Background: Primary Immune Thrombocytopenia (TIP) is an autoimmune disease that accelerates the peripheral destruction of platelets and alters megakaryocytopoiesis. Helicobacter pylori infection and eradication has been associated with an increase in the platelet count in patients with IPT. The aim of this article is to evaluate the platelet response after H. pylori eradication in patients with chronic splenectomized IPT Methods: Between 2008 and 2009, adult patients with a diagnosis of chronic IPT, splenectomized; They were given breath test with carbon 13-labeled urea (PAU13C). Patients who tested positive received eradication treatment with amoxicillin, omeprazole and clarithromycin for 14 days. After 6 weeks of treatment, a second PAU13C was performed. Baseline platelet counts were performed and every six months until the completion of two years. Results: 40 patients, 34 women and 6 men were included, PAU13C was positive in 17 patients (42.5%). H. pylori eradication was obtained in 16 patients (94%) confirmed by post-treatment PAU13C. In the follow-up of the patients it was observed that there was increase of platelets in 7 of the patients with eradication of H. pylori, while of the patients not infected in 9 also an increase of platelets was observed. Conclusions: There were no differences in the increase in platelet count among patients positive or negative to the H. pylori breath test at followup at 24 months.

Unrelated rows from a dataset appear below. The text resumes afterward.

PR #6460, opened 2023-07-26
feat(op-challenger): Responder Preimage Oracle Data Population

refcell:
**Description**

This PR implements the methods to populate onchain preimage oracle with
local and global key-value preimage data.

Right now, data packing methods are stubbed out since this PR is blocked
by having the updated `FaultDisputeGame` and `PreimageOracle` contract 
abis in order to pack the transaction data. This is implemented in PR
#6373 which is a blocker for this to be implemented.

**Tests**

Missing tests right now since methods are stubs.

**Metadata**

Fixes CLI-4243

PR #6571, opened 2023-08-02
feat(op-challenger): Cannon OracleUpdater Tx Crafting

refcell:
**Description**

This PR continues the stack to replace #6460.

It updates the cannon `OracleUpdater` component
to dispatch on local vs global preimage oracle
data, build the tx, and send it through the tx
manager.

**Tests**

Unit tests around the cannon `OracleUpdater`
implementation.

**Metadata**

Fixes CLI-4243.

PR #6572, opened 2023-08-02
feat(op-challenger): Wire the Oracle Data Updating into the Fault Agent

refcell:
**Description**

This PR is the final stacked branch in the replacement of #6460.

It wires the oracle data call and onchain tx sending into the fault
agent component.

**Metadata**

Fixes CLI-4243.


refcell:
* develop
  * **PR #6588** <a href="https://app.graphite.dev/github/pr/ethereum-optimism/optimism/6588" target="_blank">Graphite</a> 
    * **PR #6571** <a href="https://app.graphite.dev/github/pr/ethereum-optimism/optimism/6571" target="_blank">Graphite</a> 
      * **PR #6572** <a href="https://app.graphite.dev/github/pr/ethereum-optimism/optimism/6572" target="_blank">Graphite</a>  👈

This comment was auto-generated by [Graphite](https://app.graphite.dev/github/pr/ethereum-optimism/optimism/6572?utm_source=stack-comment).

op-challenger/fault/agent.go
```diff
@@ -132,6 +134,17 @@ func (a *Agent) step(ctx context.Context, claim types.Claim, game types.Game) er
...
 
+	oracleData, err := a.solver.GetOracleData(ctx, claim)
+	if err != nil {
+		a.log.Debug("Failed to get oracle data", "err", err)
+		return nil
+	}
+
+	a.log.Info("Updating oracle data", "oracleKey", oracleData.OracleKey, "oracleData", oracleData.OracleData)
+	if a.updater.UpdateOracle(ctx, *oracleData) != nil {
+		return fmt.Errorf("load oracle data: %w", err)
```
trianglesphere:
```suggestion
		return fmt.Errorf("failed to load oracle data: %w", err)
```

op-challenger/scripts/alphabet/charlie.sh
```diff
@@ -12,11 +12,12 @@ CHARLIE_KEY="74feb147d72bfae943e6b4e483410933d9e447d5dc47d52432dcc2c1454dabb7"
 MALLORY_ADDRESS="0x4641c704a6c743f73ee1f36C7568Fbf4b80681e4"
 MALLORY_KEY="28d7045146193f5f4eeb151c4843544b1b0d30a7ac1680c845a416fac65a7715"
 
-FAULT_GAME_ADDRESS="0x8daf17a20c9dba35f005b6324f493785d239719d"
+FAULT_GAME_ADDRESS=$(cat ../../.fault-game-address)
```
trianglesphere: maybe this could be passed in, but I'm not a huge fan of having a new hidden file with this configuration. It makes it a lot harder for people not very familiar with this code to run the demo.

trianglesphere:
Also, this is two big unrelated changes: loading the oracle data & modifying the runner scripts.

op-challenger/scripts/alphabet/charlie.sh
refcell: You should literally just be able to run "make alphabet" since the file is read by subsequent scripts.

refcell:
> Also, this is two big unrelated changes: loading the oracle data & modifying the runner scripts.

Yes, I am getting it to a state ready for next weeks demo - didn't have time to split up and would like to still put adrian in a good place on monday...

Changes are minimal and easy to intuit about though. Also diff is very much in the acceptable range so I think it's not a big deal to stress over this.

op-challenger/fault/agent.go
ajsutton: This isn't assigning the returned error to `err`.

op-challenger/scripts/alphabet/init_game.sh
```diff
@@ -0,0 +1,117 @@
...
+echo "Verifying that there are at least 2 outputs in the L2 Output Oracle..."
+INDEX=$(cast call $L2_OUTPUT_ORACLE_PROXY "getL2OutputIndexAfter(uint256)" $BLOCK_NUMBER)
+INDEX=$(cast to-dec $INDEX)
+echo "Index: $INDEX"
+
+# We will use the l2 block number of 1 for the dispute game.
+# We need to check that the block oracle contains the corresponding l1 block number.
+echo "Checkpointing the block oracle..."
+L1_BLOCK_NUMBER=$(cast send --private-key $DEVNET_SPONSOR $BLOCK_ORACLE_PROXY "checkpoint()" --json | jq .blockNumber)
+L1_BLOCK_NUMBER=$(echo $L1_BLOCK_NUMBER | tr -d '"')
```
ajsutton: I think you can just use:
```suggestion
L1_BLOCK_NUMBER=$(cast send --private-key $DEVNET_SPONSOR $BLOCK_ORACLE_PROXY "checkpoint()" --json | jq -r .blockNumber)
```

op-challenger/scripts/alphabet/init_game.sh
```diff
@@ -0,0 +1,117 @@
...
+L1_BLOCK_NUMBER=$(cast to-dec $L1_BLOCK_NUMBER)
+echo "L1 Block Number (dec): $L1_BLOCK_NUMBER"
+((EXTRA_DATA_ARG=L1_BLOCK_NUMBER-1))
+
+echo "Getting the l2 output at index 0"
+((PRIOR_INDEX=INDEX-1))
+cast call $L2_OUTPUT_ORACLE_PROXY "getL2Output(uint256)" $PRIOR_INDEX
+
+echo "Getting the l2 output at index $INDEX"
+cast call $L2_OUTPUT_ORACLE_PROXY "getL2Output(uint256)" $INDEX
```
ajsutton: Why are we doing this? We seem to be discarding the results anyway.

op-challenger/scripts/alphabet/init_game.sh
```diff
@@ -0,0 +1,117 @@
...
+ROOT_CLAIM=$(cast keccak $(cast abi-encode "f(uint256,uint256)" 15 122))
+
+# fault dispute game extra data:
+# abi.encode(uint256(l2_block_number), uint256(l1_block_number))
+EXTRA_DATA=$(cast abi-encode "f(uint256,uint256)" $BLOCK_NUMBER $EXTRA_DATA_ARG)
+
+echo "Initializing the game"
+FAULT_GAME_ADDRESS=$(cast call --private-key $MALLORY_KEY $DISPUTE_GAME_PROXY "create(uint8,bytes32,bytes)" $GAME_TYPE $ROOT_CLAIM $EXTRA_DATA)
+echo "Creating game at address $FAULT_GAME_ADDRESS"
+cast send --private-key $MALLORY_KEY $DISPUTE_GAME_PROXY "create(uint8,bytes32,bytes)" $GAME_TYPE $ROOT_CLAIM $EXTRA_DATA
```
ajsutton: We seem to be creating two games here.

ajsutton (commented):
I'd agree that we should split this up into two separate PRs. The pre-image loading just needs a small tweak to the error handling and I think it's good to go, but the game playing scripts probably need a bit more thought to get something maintainable.

We may have reached the point where it's too complex to maintain a bash script to init games and we'd be better off just writing that part as a standalone go file that creates the game and prints just the game address.  Then I'd pass the address as arguments to the mallory and charlie scripts rather than reading a hidden file.  It's cool that we can just run `make alphabet` and have it all work but I think these scripts are useful because they're closer to real world so it's kind of nice to execute the two challenger instances separately. Creating the game is currently out of scope for the challenger so we need to have some temporary tooling for that.

We have e2e tests that run the whole process automatically so can use those if we want a single command to execute it all.

op-challenger/scripts/alphabet/init_game.sh
```diff
@@ -0,0 +1,117 @@
...
+echo "----------------------------------------------------------------"
+echo " - Starting a new devnet"
+echo "----------------------------------------------------------------"
+
+make cannon-prestate
+make devnet-up
+
+DEVNET_SPONSOR="ac0974bec39a17e36ba4a6b4d238ff944bacb478cbed5efcae784d7bf4f2ff80"
+DISPUTE_GAME_PROXY=$(jq .DisputeGameFactoryProxy .devnet/addresses.json)
+DISPUTE_GAME_PROXY=$(echo $DISPUTE_GAME_PROXY | tr -d '"')
```
ajsutton:
```suggestion
DISPUTE_GAME_PROXY=$(jq -r .DisputeGameFactoryProxy .devnet/addresses.json)
```

should work here too

ajsutton:
Ok this kind of sucks to do in go as well, so the bash init script may still be the way to go, unless we can reuse the e2e utilities to deploy the game.

op-challenger/scripts/alphabet/init_game.sh
refcell: The cast call returns the game address and doesn't actually send the transaction- I just used what was previously in the init_game script which was a cast call then a cast send

ajsutton (approved):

Introducción: La trombocitopenia inmune primaria (TIP) es una enfermedad autoinmune que acelera la destrucción periférica de las plaquetas y altera la megacariocitopoyesis. La erradicación de la infección por Helicobacter pylori se ha asociado al incremento en la cuenta de plaquetas en los pacientes con TIP. El objetivo de este trabajo fue evaluar la respuesta de plaquetas después de la erradicación del H. pylori en pacientes con TIP crónica esplenectomizados. Métodos: Entre 2008-2009 fueron incluidos pacientes adultos con diagnóstico de TIP crónica, esplenectomizados; se les realizó prueba de aliento con urea marcada con carbono 13 (PAU13C). Los pacientes que resultaron positivos a la prueba recibieron tratamiento de erradicación con amoxicilina, omeprazol y claritromicina por 14 días. Después de 6 semanas de tratamiento, se realizó una segunda PAU13C. Se realizaron cuenta de Plaquetas basal y cada seis meses hasta completar dos años. Resultados: Se incluyeron 40 pacientes, 34 mujeres y 6 hombres, la PAU13C resultó positiva en 17 pacientes (42.5%). La erradicación del H. pylori se obtuvo en 16 pacientes (94%) confirmado por PAU13C postratamiento. En el seguimiento de los pacientes se observó que hubo incremento de las plaquetas en 7 de los pacientes con erradicación del H. pylori, mientras que de los pacientes no infectados en 9 también se observó aumento de plaquetas. Conclusiones: No hubo diferencias en el incremento en la cuenta de plaquetas entre los pacientes positivos o negativos a la prueba de aliento para H. pylori en el seguimiento a 24 meses.